From: Vivan Garg <gvivan6@gmail.com>
To: git@vger.kernel.org, vdye@github.com
Cc: christian.couder@gmail.com, hariom18599@gmail.com,
Vivan Garg <gvivan6@gmail.com>
Subject: [RFC][PATCH v3] GSoC 2023 proposal: more sparse index integration
Date: Thu, 23 Mar 2023 00:38:44 -0600 [thread overview]
Message-ID: <20230323063844.23222-1-gvivan6@gmail.com> (raw)
In-Reply-To: <20230226083347.80519-1-gvivan6@gmail.com>
Signed-off-by: Vivan Garg <gvivan6@gmail.com>
---
.../More-Sparse-Index-Integrations.txt | 319 ++++++++++++++++++
1 file changed, 319 insertions(+)
create mode 100644 Documentation/More-Sparse-Index-Integrations.txt
diff --git a/Documentation/More-Sparse-Index-Integrations.txt b/Documentation/More-Sparse-Index-Integrations.txt
new file mode 100644
index 0000000000..a1812b4e64
--- /dev/null
+++ b/Documentation/More-Sparse-Index-Integrations.txt
@@ -0,0 +1,319 @@
+# More Sparse Index Integrations
+
+# Personal Information
+
+Full name: Vivan Garg
+
+E-mail: gvivan6@gmail.com
+Alternate E-mail: v.garg.work@gmail.com
+Tel: (+1)437-987-2678
+
+Education: University of Waterloo (Canada)

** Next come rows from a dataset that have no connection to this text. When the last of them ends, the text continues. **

PR #350, opened 2016-11-22
[WIP] Fix #346 - magic methods hints need to be reflected in generated child classes

### LINKED ISSUE #346: Generated proxies don't respect magic methods' inherited signatures
ProxyManager will raise multiple notices due to class signature incompatibility when proxying a class like following one:

```php
class ClassWithTypedMagicMethods
{
    public function __get(string $name) : string { return 'foo'; }
    public function __set(string $name, string $value) : string { return 'foo'; }
    public function __unset(string $name) : bool { return true; }
    public function __isset(string $name) : bool { return true; }
}
```

A class generation/evaluation test is sufficient for this scenario. The issue is simple: class signature should be copied, when available, instead of being constructed from scratch.

Ocramius:
This is just a patch that gets us where we want, but the introduced complexity is too much, therefore will need to find a better way to implement it, without having codegen talking to every reflection layer.

### DIFF
--- a/src/ProxyManager/Generator/MagicMethodGenerator.php
+++ b/src/ProxyManager/Generator/MagicMethodGenerator.php
@@ -21,6 +21,8 @@ declare(strict_types=1);
 namespace ProxyManager\Generator;
 
 use ReflectionClass;
+use Zend\Code\Generator\ParameterGenerator;
+use Zend\Code\Reflection\ParameterReflection;
 
 /**
  * Method generator for magic methods
@@ -31,24 +33,55 @@ use ReflectionClass;
 class MagicMethodGenerator extends MethodGenerator
 {
     /**
-     * @param ReflectionClass $originalClass
-     * @param string          $name
-     * @param array           $parameters
+     * @param ReflectionClass      $originalClass
+     * @param string               $name
+     * @param ParameterGenerator[] $parameters
+     *
+     * @throws \Zend\Code\Generator\Exception\InvalidArgumentException
      */
     public function __construct(ReflectionClass $originalClass, string $name, array $parameters = [])
     {
-        parent::__construct(
-            $name,
-            $parameters,
-            static::FLAG_PUBLIC,
-            null,
-            $originalClass->hasMethod($name) ? '{@inheritDoc}' : null
-        );
+        parent::__construct($name, [], static::FLAG_PUBLIC);
 
         $this->setReturnsReference(strtolower($name) === '__get');
 
         if ($originalClass->hasMethod($name)) {
-            $this->setReturnsReference($originalClass->getMethod($name)->returnsReference());
+            $originalMethod = $originalClass->getMethod($name);
+
+            $this->setDocBlock('{@inheritDoc}');
+            $this->setReturnsReference($originalMethod->returnsReference());
+            $this->setReturnType(((string) $originalMethod->getReturnType()) ?: null);
+            $this->addOrReplaceParameterNames($originalMethod, ...$parameters);
+        } else {
+            $this->setParameters($parameters);
         }
+    }
+
+    private function addOrReplaceParameterNames(
+        \ReflectionMethod $originalMethod,
+        ParameterGenerator ...$newParameters
+    ) : void {
+        $originalParameters  = array_values(array_map(
+            function (\ReflectionParameter $parameter) use ($originalMethod) : ParameterGenerator {
+                return ParameterGenerator::fromReflection(new ParameterReflection(
+                    [$originalMethod->getDeclaringClass()->getName(), $originalMethod->getName()],
+                    $parameter->getPosition()
+                ));
+            },
+            $originalMethod->getParameters()
+        ));
+
+        $parametersCount = max(count($originalParameters), count($newParameters));
+        $parameters      = [];
+
+        for ($idx = 0; $idx < $parametersCount; $idx += 1) {
+            $parameter = $originalParameters[$idx] ?? $newParameters[$idx];
+
+            $parameter->setName(($newParameters[$idx] ?? $originalParameters[$idx])->getName());
+
+            $parameters[] = $parameter;
+        }
+
+        $this->setParameters($parameters);
     }
 }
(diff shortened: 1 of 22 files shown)


src/ProxyManager/Generator/MagicMethodGenerator.php
```diff
@@ -31,24 +33,55 @@
...
 
         if ($originalClass->hasMethod($name)) {
-            $this->setReturnsReference($originalClass->getMethod($name)->returnsReference());
+            $originalMethod = $originalClass->getMethod($name);
+
+            $this->setDocBlock('{@inheritDoc}');
+            $this->setReturnsReference($originalMethod->returnsReference());
+            $this->setReturnType(((string) $originalMethod->getReturnType()) ?: null);
+            $this->addOrReplaceParameterNames($originalMethod, ...$parameters);
+        } else {
```
Ocramius: Don't like this `else`. Can probably just call the parent constructor with the given parameters, then replace

src/ProxyManager/Generator/MagicMethodGenerator.php
```diff
@@ -31,24 +33,55 @@
...
+            $this->setParameters($parameters);
         }
     }
+
+    private function addOrReplaceParameterNames(
```
Ocramius: This method is way too complex: need to split into multiple private methods explaining exactly what is going on at each step.

src/ProxyManager/Generator/MagicMethodGenerator.php
```diff
@@ -31,24 +33,55 @@
...
+        \ReflectionMethod $originalMethod,
+        ParameterGenerator ...$newParameters
+    ) : void {
+        $originalParameters  = array_values(array_map(
+            function (\ReflectionParameter $parameter) use ($originalMethod) : ParameterGenerator {
+                return ParameterGenerator::fromReflection(new ParameterReflection(
```
Ocramius: Loads of coupling due to Zend\Code's shitty reflection API :-(

src/ProxyManager/ProxyGenerator/LazyLoadingGhost/MethodGenerator/MagicUnset.php
```diff
@@ -126,30 +127,40 @@ public function __construct(
...
-            $publicProperties->getName(),
-            $protectedProperties->getName(),
-            $protectedProperties->getName(),
-            $privateProperties->getName(),
-            $privateProperties->getName(),
-            $privateProperties->getName(),
-            $parentAccess
+
+        $symbols = [
+            '%init'                 => '$this->' . $initializerProperty->getName()
```
Ocramius: I should hunt down all the `sprintf()` and replace them with this syntax: much easier to follow.

src/ProxyManager/ProxyGenerator/LazyLoadingValueHolder/MethodGenerator/MagicGet.php
```diff
@@ -54,7 +54,7 @@ public function __construct(
     ) {
         parent::__construct($originalClass, '__get', [new ParameterGenerator('name')]);
 
-        $hasParent = $originalClass->hasMethod('__get');
+        $hasParent = $originalClass->hasMethod('__get') ? $originalClass->getMethod('__get') : null;
```
Ocramius: This decision path is duplicated everywhere, and can surely be simplified.

src/ProxyManager/ProxyGenerator/Util/PublicScopeSimulator.php
```diff
@@ -42,19 +43,21 @@ class PublicScopeSimulator
...
+     *                                                   to read the property. `$this` if none provided
+     * @param string|null            $returnPropertyName name of the property to which we want to assign the result of
+     *                                                   the operation. Return directly if none provided
      *
      * @return string
      *
      * @throws \InvalidArgumentException
      */
     public static function getPublicAccessSimulationCode(
+        ?\ReflectionMethod $originalMethod,
```
Ocramius: BC break.

Ocramius: Also note: since we are passing down reflection details, we may as well get rid of a lot of runtime boilerplate, to be replaced with string constants.

src/ProxyManager/ProxyGenerator/Util/PublicScopeSimulator.php
```diff
@@ -147,30 +149,32 @@ private static function getTargetObject(PropertyGenerator $valueHolder = null) :
...
+                );
             case static::OPERATION_ISSET:
-                return 'return isset($targetObject->$' . $nameParameter . ');';
+                return ProxiedMethodReturnExpression::generate(
+                    'isset($targetObject->$' . $nameParameter . ')',
+                    $originalMethod
+                );
             case static::OPERATION_UNSET:
-                return 'unset($targetObject->$' . $nameParameter . ');';
+                return 'unset($targetObject->$' . $nameParameter . ');'
```
Ocramius: `return unset($foo)` is not a valid expression, so I simply add a fake return block afterwards.

tests/ProxyManagerTest/Functional/MultipleProxyGenerationTest.php
```diff
@@ -119,6 +121,8 @@ public function getTestedClasses() : array
         return [
             [BaseClass::class],
             [ClassWithMagicMethods::class],
+            [ClassWithHintedMagicMethods::class],
+            //[InterfaceWithHintedMagicMethods::class],
```
Ocramius: This test doesn't verify interface proxying - need to move to appropriate functional tests instead.

Majkl578:
2 years, any progress?

Two more assets that make test suite crash: https://github.com/Majkl578/ProxyManager/commit/06d9f51c1ee7191ee577f270ee41e8f24ba960de

Note that with 7.2+ requirement you could simply ignore parameters, but you still need return types and void. :trollface:

Ocramius:
No progress, but I could restart it. can you PR the assets to `master`?

Majkl578:
#427

PR #357, opened 2016-12-21
fix notice on __get error when no trace function/file is available (internal PHP functions/methods)

sakarikl:
If backtrace does not have file or line data error string generating caused notice

### DIFF
--- a/src/ProxyManager/ProxyGenerator/Util/PublicScopeSimulator.php
+++ b/src/ProxyManager/ProxyGenerator/Util/PublicScopeSimulator.php
@@ -108,8 +108,8 @@ class PublicScopeSimulator
             . '            \'Undefined property: %s::$%s in %s on line %s\',' . "\n"
             . '            get_parent_class($this),' . "\n"
             . '            $' . $nameParameter . ',' . "\n"
-            . '            $backtrace[0][\'file\'],' . "\n"
-            . '            $backtrace[0][\'line\']' . "\n"
+            . '            $backtrace[0][\'file\'] ?? \'\',' . "\n"
+            . '            $backtrace[0][\'line\'] ?? \'\'' . "\n"
             . '        ),' . "\n"
             . '        \E_USER_NOTICE' . "\n"
             . '    );' . "\n";
--- a/tests/ProxyManagerTest/ProxyGenerator/Util/PublicScopeSimulatorTest.php
+++ b/tests/ProxyManagerTest/ProxyGenerator/Util/PublicScopeSimulatorTest.php
@@ -50,8 +50,8 @@ if (! $realInstanceReflection->hasProperty($foo)) {
             'Undefined property: %s::$%s in %s on line %s',
             get_parent_class($this),
             $foo,
-            $backtrace[0]['file'],
-            $backtrace[0]['line']
+            $backtrace[0]['file'] ?? '',
+            $backtrace[0]['line'] ?? ''
         ),
         \E_USER_NOTICE
     );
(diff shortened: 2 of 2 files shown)


src/ProxyManager/ProxyGenerator/Util/PublicScopeSimulator.php
```diff
@@ -108,8 +108,8 @@ private static function getUndefinedPropertyNotice(string $operationType, string
             . '            \'Undefined property: %s::$%s in %s on line %s\',' . "\n"
             . '            get_parent_class($this),' . "\n"
             . '            $' . $nameParameter . ',' . "\n"
-            . '            $backtrace[0][\'file\'],' . "\n"
-            . '            $backtrace[0][\'line\']' . "\n"
+            . '            $backtrace[0][\'file\'] ?? \'\',' . "\n"
```
Ocramius: In which scenarios would this be the case? Can you add a functional test (`.phpt`)?

Ocramius (changes requested):

src/ProxyManager/ProxyGenerator/Util/PublicScopeSimulator.php
sakarikl: Code like this:

`
class Foo {
    private $value = 'Value';
}

class Bar  extends Foo{
}

$factory = new \ProxyManager\Factory\LazyLoadingValueHolderFactory();
$proxy = $factory->createProxy(
    \Bar::class,
    function (& $wrappedObject, $proxy, $method, $parameters, & $initializer) {
        $wrappedObject = new Bar(); // instantiation logic here
        $initializer   = null; // turning off further lazy initialization
    }
);

$r = new \ReflectionClass(\Foo::class);
$p = $r->getProperty('value');
$p->setAccessible(true);

$p->getValue($proxy);
`

causes output:

PHP Notice:  Undefined index: file in /vendor/ocramius/proxy-manager/src/ProxyManager/GeneratorStrategy/EvaluatingGeneratorStrategy.php(70) : eval()'d code on line 85

PHP Notice:  Undefined index: line in /vendor/ocramius/proxy-manager/src/ProxyManager/GeneratorStrategy/EvaluatingGeneratorStrategy.php(70) : eval()'d code on line 86

PHP Notice:  Undefined property: Bar::$value in  on line  in /vendor/ocramius/proxy-manager/src/ProxyManager/GeneratorStrategy/EvaluatingGeneratorStrategy.php(70) : eval()'d code on line 88

Ocramius:
Ah yes, internal reflection produces no file/line in a trace, good point!

Ocramius:
While trying to check for a suitable test case, I found that this actually hits a known edge case ( https://github.com/Ocramius/ProxyManager/pull/299 ). Currently unsure if fixable, since the code should work without failures in this scenario:

```php
class Foo {
    private $value = 'Value';
}

class Bar  extends Foo{
}

$factory = new \ProxyManager\Factory\LazyLoadingValueHolderFactory();
$proxy = $factory->createProxy(
    \Bar::class,
    function (& $wrappedObject, $proxy, $method, $parameters, & $initializer) {
        $wrappedObject = new Bar(); // instantiation logic here
        $initializer   = null; // turning off further lazy initialization
    }
);

$r = new \ReflectionClass(\Foo::class);
$p = $r->getProperty('value');
$p->setAccessible(true);

$p->getValue($proxy);
```

Ocramius:
Indeed, I cannot reproduce this outside of this scenario (which is already broken).

Tried various proxy types, but this one seems to be the only affected one...

PR #361, opened 2017-01-09
PHPStan inspection fixes

Ocramius:


ondrejmirtes:
BTW if you encounter an error about `parent` in return typehint, [I fixed that in dev-master](https://github.com/phpstan/phpstan/commit/764864961a2415e5f9f8790d4624bdf0109303fc). 

Also, [I added a check for `parent` typehint](https://github.com/phpstan/phpstan/commit/763ff2fce5d7d380a8deb36b5f4851f60a27ed14) in a class without parent, which is, believe it or on, a runtime error:

https://3v4l.org/RVCsd
https://3v4l.org/7E30a

Ocramius:
Nice! Indeed, should be raised as PHP bug

Ocramius:
Argh, just noticed that we'll need a new release of PHPStan before we merge this: https://travis-ci.org/Ocramius/ProxyManager/jobs/203274087#L767-L769

ondrejmirtes:
@Ocramius I don't get it - the message is about PHP-Parser, not PHPStan - if you're using PHP 7.1, you should depend on PHP-Parser 3.x in order for PHPStan to work properly, otherwise you risk parse errors are seen in the build log.  Also - is there a specific reason why you depend on dev version of PHPStan? Because of some bugfix?

I am still undecided how should I approach releasing new versions of PHPStan - I don't want to bother users with BC breaks often so I now prefer to release them in one fell swoop, but it also means that some nice features get to people later than they could.

Ocramius:
Yeah, my bad, need to lock onto newer phpcs. Too bad that php-parser used
unbounded upper constraints 😥.
As for phpstan, I can't merge without a new tag here. Since loads of people
are starting to use it, I'd suggest just releasing a 1.0.0, and simply
being very honest about your intentions for newer versions: major version
bumps aren't to be feared.

src/ProxyManager/Generator/ClassGenerator.php
```diff
@@ -33,7 +33,7 @@ class ClassGenerator extends ZendClassGenerator
     /**
      * {@inheritDoc}
      */
-    public function setExtendedClass($extendedClass) : self
+    public function setExtendedClass($extendedClass) : parent
```
malukenho: Why a `set` method is returning something? seems pretty weird. 

Note: I see the context.

tests/ProxyManagerTest/Factory/RemoteObject/Adapter/BaseAdapterTest.php
```diff
@@ -42,6 +42,7 @@ class BaseAdapterTest extends PHPUnit_Framework_TestCase
      */
     public function testBaseAdapter() : void
     {
+        /* @var $client \Zend\Server\Client|\PHPUnit_Framework_MockObject_MockObject */
         $client = $this
             ->getMockBuilder('Zend\Server\Client')
```
malukenho: `::class`

tests/ProxyManagerTest/Factory/RemoteObject/Adapter/BaseAdapterTest.php
```diff
@@ -76,6 +77,7 @@ public function testBaseAdapter() : void
      */
     public function testBaseAdapterWithServiceMap() : void
     {
+        /* @var $client \Zend\Server\Client|\PHPUnit_Framework_MockObject_MockObject */
         $client = $this
             ->getMockBuilder('Zend\Server\Client')
```
malukenho: same as above

src/ProxyManager/Generator/ClassGenerator.php
Ocramius: That's just the `Zend\Code` API, which is fluent. I can't change the API in a subclass

tests/ProxyManagerTest/Factory/RemoteObject/Adapter/BaseAdapterTest.php
Ocramius: Very good point!

tests/ProxyManagerTest/Factory/RemoteObject/Adapter/BaseAdapterTest.php
Ocramius: 👍

src/ProxyManager/Generator/ClassGenerator.php
malukenho: Yep. I saw the context, just wanted to leave this note 😅

ondrejmirtes:
@Ocramius I just released [PHPStan 0.6.4](https://github.com/phpstan/phpstan/releases/tag/0.6.4) - is it OK for you to use this version in this PR? It contains everything from current master besides BC breaks.

Ocramius:
Unsure if I should just require php-parser in a newer version in dev: we don't really reference it directly, but this silly PHP 7.0 compat is causing me headaches.

Ocramius:
@malukenho if everything looks good, can you please give this a merge?

Ocramius:
@malukenho \o/

PR #375, opened 2017-06-26
Upgrade phpunit dependencies

Ocramius:
This also fixes `master` builds, as phpunit is failing with lowest dependencies due to a subtle bug in how data-providers are reflected


Ocramius:
:ship:

PR #381, opened 2017-07-22
Adding `object` hit based tests and test assets - preparing for PHP 7.2 compatibility

Ocramius:


composer.json
```diff
@@ -19,7 +19,7 @@
         }
     ],
     "require": {
-        "php":                       "^7.1.0",
+        "php":                       "^7.2.0",
```
Majkl578: You should also change Travis to run builds under 7.2 - it's supported as of today.

Ocramius: Oh, nice! I thought `nightly` was all there was to it :)

Majkl578: `nightly` is now 7.3.0-dev. :)

Ocramius:
Aaaand tests pass \o/

Just can't get humbug to run yet, because it needs xdebug :-\

Majkl578:
Also PHPStan fails due to unsupported `object` type - upstream refuses to fix it before 7.2 GA. :( https://github.com/phpstan/phpstan/issues/367

Ocramius:
This requires phpstan `0.9.x` as per https://github.com/phpstan/phpstan/issues/367#issuecomment-329612065

Ocramius:
:ship:

Issue #367, opened 2017-03-14
Property name (suffixes) differ after each generation of a proxy


holtkamp:
**TL;DR;** This is more of a question than an issue: is it really *required* to have a unique suffix of the property names each time they are generated?

Currently each time proxies are generated, the properties are slightly differently named, due to the use of the UniqueIdentifierGenerator (for example for the [$publicProperties](https://github.com/Ocramius/ProxyManager/blob/cce5477857504997baf3168974b8f1283516a686/src/ProxyManager/ProxyGenerator/PropertyGenerator/PublicPropertiesMap.php#L47)). Of course, functionally this is not a problem. But... is it required?

**Rationale**
I know proxies "should" not be committed to a Source Code Management system like GIT / SVN, but PaaS-providers like Heroku 'work' like this (with GIT). Generating the proxies is currently part of our build + deploy process, since a lot (around 900+, 40MB) are involved this is done before pushing the code.

Now on each deploy GIT detects changes in each of the proxies, while actually nothing has changed:

<img width="741" alt="screen shot 2017-03-14 at 10 56 31" src="https://cloud.githubusercontent.com/assets/776405/23896718/a86c449c-08aa-11e7-8e1f-1e63e773de50.png">

Possible options to circumvent this:
- have proxy generation take place after  it has been deployed, when the application starts
  - causes serious delays when starting up the application, significant spikes in response times
- have proxy generation take place as a post-install step in composer
  - at this point the autoload has already dumped
- have proxy generation take place as pre-autoload-dump step in composer
  - viable approach, could consider this
- have proxy generation take place when the code is pushed using [Heroku's 'compile' step](https://devcenter.heroku.com/articles/php-support#custom-compile-step)
  - too vendor specific?
- doubt why the property names change each time...
  - that is why I submitted this issue: why not make the suffix a hash of the classname + propertyName, why **should** it be unique? 
 
A subjective reason to prefer proxy generation before pushing, is the feeling to be 'in-control' about the content being pushed. When a proxy changes, this is clearly visible in the GIT history of Heroku application. Of course, having them change each time, kind of makes this useless.

**In summary**
So I guess my main question is: is it really required to have a unique suffix of the property names each time they are generated, would a hash suffice that only changes if really required?

Ocramius:
> This is more of a question than an issue: is it really required to have a unique suffix of the property names each time they are generated?

[...]

PR #384, opened 2017-07-31
Group generated unique identifiers by name

nicolas-grekas:
This is a micro optim, that may open another one later on:
instead of generating all-time unique property names / methods, this PR allows generating per-prefix unique names. That means that e.g. the "valueHolder" property will have the same name in all generated proxies.

The benefit? Better use of the interned string cache of PHP: instead of filling it with variants of `valueHolder*`, there will be only one of them, the uniquely generated one.

The second benefit to be leveraged later is that this generates exactly same-code for magic/common methods. Which means they could be moved into generated traits, and all proxies could then "use" those traits. This would allow the PHP engine to reuse the same opcode-array for several classes, which means increased performance, by reducing the opcode-array size of the generated proxies (since even with OPcache, opcode-arrays need to be copied from shared to local memory for every request.)

### DIFF
--- a/tests/ProxyManagerTest/ProxyGenerator/PropertyGenerator/AbstractUniquePropertyNameTest.php
+++ b/tests/ProxyManagerTest/ProxyGenerator/PropertyGenerator/AbstractUniquePropertyNameTest.php
@@ -34,7 +34,7 @@ use Zend\Code\Generator\PropertyGenerator;
 abstract class AbstractUniquePropertyNameTest extends PHPUnit_Framework_TestCase
 {
     /**
-     * Verifies that a given property name is unique across two different instantiations of the property
+     * Verifies that a given property name is the same across two different instantiations of the property
      */
     public function testUniqueProperty() : void
     {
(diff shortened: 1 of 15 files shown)


tests/ProxyManagerTest/ProxyGenerator/PropertyGenerator/AbstractUniquePropertyNameTest.php
```diff
@@ -34,15 +34,15 @@
 abstract class AbstractUniquePropertyNameTest extends PHPUnit_Framework_TestCase
 {
     /**
-     * Verifies that a given property name is unique across two different instantiations of the property
+     * Verifies that a given property name is the same across two different instantiations of the property
```
nicolas-grekas: Of course, this invalidates this tests, which now verifies that the name is the same.
Is that an issue?

Ocramius:
@nicolas-grekas the default behavior can be changed without public API changes.
The fact that I use a complex hash + random value is just because developers are clever animals (in a bad way), and they should not tamper with the internals of proxies.
That said, I completely agree that this should be improved. 

@holtkamp reported similar issues at https://github.com/Ocramius/ProxyManager/issues/367 - I think there's a much simpler way to fix all of this.

What we can do, is using `serialize(PackageVersions\Versions::VERSIONS)` as the seed for the suffix hash, then add the name of the property to said hash.

This would remove any runtime randomness, and reduce the complexity of the patch too (we'd just introduce a BC break in the `AbstractUniquePropertyNameTest`, similar to what you just did anyway).

Ocramius:
@nicolas-grekas I'm giving it a shot right now and will open a PR against your branch.

Ocramius:
@nicolas-grekas closing here, moved to #385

+Major: Computer Science and Financial Management (Double-Major)
+Year: Rising Junior
+
+LinkedIn: https://www.linkedin.com/in/gvivan/
+GitHub: https://github.com/gvivan
+Website: https://gvivan.me/
+
+# Before GSoC
+
+## Synopsis
+
+I've chosen the "More Sparse Index Integrations" project idea from the
+SoC 2023 Ideas page. The goal of this project is to integrate the
+experimental "sparse-index" feature and "sparse-checkout" command with
+existing Git commands.
+
+Git 2.25.0 introduced a new experimental `git sparse-checkout` command,
+which simplified the existing feature and improved performance for
+large repositories. It allows users to restrict their working directory
+to only the files they care about, allowing them to ensure the developer
+workflow is as fast as possible while maintaining all the benefits of a
+monorepo.
+(Bring your monorepo down to size with sparse-checkout [1], Stolee).
+
+The pattern matching process in Git's sparse-checkout feature becomes
+expensive as the sparse-checkout file and repository size increase,
+growing quadratically. This can result in billions of pattern checks
+for large repositories. However, Git's new mechanism for matching based
+on folder prefix matches drops the quadratic growth, matching M patterns
+across N files in O(M+N*d) time, where d is the maximum folder depth of a file.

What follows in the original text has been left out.